Dimanche 9 octobre 2022 – Vingt-Huitième Dimanche du Temps Ordinaire

Chers frères et sœurs,

En ce dimanche de fête paroissiale, nous célébrons non pas une naissance, mais un baptême. Le regroupement de nos paroisses de Champagne, Dardilly, la Duchère et Écully existe depuis plus de quatre ans, mais le temps passait et ce gros bébé n’avait toujours pas été baptisé. Depuis le 1er septembre, c’est enfin chose faite, nous avons désormais un prénom, un saint patron, et quel saint patron ! L’enfant du pays, Jean-Marie Vianney, le saint Curé d’Ars, nous a donné son propre nom. Avec ce baptême, les choses sont enfin bien au point… car je vous dois un aveu, une confession. Depuis quatre ans, nous utilisions de manière un tout petit peu illégitime le titre d’« ensemble paroissial ». Nous le faisions pour la bonne cause : afin d’imprimer dans nos paroisses un sentiment d’identité commune, une dynamique et une énergie de communion. Mais avec cet acte de baptême, nous sommes enfin devenus officiellement, pour de bon, ce que depuis quatre ans nous étions par anticipation.

Dieu lui-même a une certaine passion pour l’anticipation. Cela apparaît dans toute la Bible, mais de façon encore plus centrale dans l’évangile que nous venons de lire. Anticiper une réalité, c’est commencer à la vivre avant même qu’elle ne soit arrivée : c’est l’espérer tellement, avec une telle confiance, qu’elle commence à exister avant d’être là. Tandis que Jésus monte vers Jérusalem et qu’en son cœur monte le pressentiment de sa Passion et de sa Croix, la rencontre de ces dix lépreux est pour lui comme une prophétie de la foi à venir.

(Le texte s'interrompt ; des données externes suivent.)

PR #508, opened 2024-05-16
feat: build caching

Buckminsterfullerene02:
**Description**

Adds github action caching to the release actions. Currently it only works for xmake dependency downloads, so cuts down about 30% of the build time. Could not get it to work for incremental compiling though (tried adding `--ccache=y` to build target command, and adding `build.cache` policy in `xmake.lua`).

**Type of change**

- [x] Other... Github action

**How Has This Been Tested?**

Ran experimental action on branch a few times to check that the caching is being done properly.

**Checklist**

N/A

### DIFF
--- a/.github/workflows/experimental.yml
+++ b/.github/workflows/experimental.yml
@@ -41,6 +41,16 @@ jobs:
         with:
           xmake-version: latest
 
+      - name: Cache
+        uses: actions/cache@v4
+        with:
+          path: |
+            .xmake
+            Binaries
+            Intermediates
+            C:/Users/runneradmin/AppData/Local/.xmake
+          key: ${{ runner.os }}-xmake-${{ hashFiles('**/xmake.lua') }}
+
       - name: Build
         run: |
           xmake f -m "Game__Shipping__Win64" -y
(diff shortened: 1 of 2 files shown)


bitonality:
> (tried adding `--ccache=y` to build target command, and adding `build.cache` policy in `xmake.lua).

the ccache option should be part of configuration and not build command - i.e. `xmake f -m "Game__Shipping__Win64" --ccache=y`

Not sure if that's what you meant, let me know.

bitonality:
Also dumb question,

Is ccache installed on the runner?

Buckminsterfullerene02:
> > (tried adding `--ccache=y` to build target command, and adding `build.cache` policy in `xmake.lua).
> 
> the ccache option should be part of configuration and not build command - i.e. `xmake f -m "Game__Shipping__Win64" --ccache=y`
> 
> Not sure if that's what you meant, let me know.

Yeah, that's what I meant when I said "build target command".

Buckminsterfullerene02:
> Also dumb question,
> 
> Is ccache installed on the runner?

I just assumed it was part of xmake, so I don't know...

Buckminsterfullerene02:
Turns out the `build.cache` policy really messes up proxy gen so I think it's better to just not touch that...

bitonality:
> Turns out the `build.cache` policy really messes up proxy gen so I think it's better to just not touch that...

I'm open to investigating that once we've made some more headway in linux-land. This first pass dependency cache is already a big step in the right direction.

bitonality (approved):

localcc (approved):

Le dialogue entre Jésus et ces dix hommes a de quoi surprendre par sa brièveté. A peine a-t-il commencé qu’il se termine déjà. Une distance les éloigne, ils crient pour se faire entendre ; les lépreux demandent la pitié de Jésus, mais ils n’ont pas le temps de solliciter leur guérison ; Jésus, lui, se contente de les renvoyer vers les prêtres. Aurait-on oublié un épisode ? On comprend que Jésus envoie les lépreux faire constater leur purification, qui ouvre leur réintégration dans la communauté, avant même que cela ne se soit passé… et ils le font, sans protester. Première anticipation, des deux côtés, et le plus naturellement du monde. L’évangile ne mentionne d’ailleurs pas de cris de surprise au moment où, chemin faisant, ils découvrent qu’ils sont purifiés, peut-être parce que, dès les paroles de Jésus, ils ont été sûrs que leur guérison était déjà une réalité. Tout le reste allait de soi.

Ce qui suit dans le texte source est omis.